**Your objective**
Would you write out the data below exactly, with every line intact?

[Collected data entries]
# # # #

PR #1067, opened 2025-07-15
fix blank node variable grammar

dpetran:
Our grammar for blank node variables was underspecifying the blank node prefix, checking for `_` instead of `_:`. This meant string literals that began with an underscore were being parsed as variables, which lead to unexpected query results.


zonotope (approved):
🍧

PR #1068, opened 2025-07-16
fix xhttp response handling

dpetran:
You can't slurp a string, and body is sometimes a string depending on how the request is created. This change was needed in order to get tests passing in server.


bplatz (approved):
⚡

# # # #

**Answer to the exercise**
PR #1067, opened 2025-07-15
fix blank node variable grammar

dpetran:
Our grammar for blank node variables was underspecifying the blank node prefix, checking for `_` instead of `_:`. This meant string literals that began with an underscore were being parsed as variables, which lead to unexpected query results.


zonotope (approved):
🍧

PR #1068, opened 2025-07-16
fix xhttp response handling

dpetran:
You can't slurp a string, and body is sometimes a string depending on how the request is created. This change was needed in order to get tests passing in server.


bplatz (approved):
⚡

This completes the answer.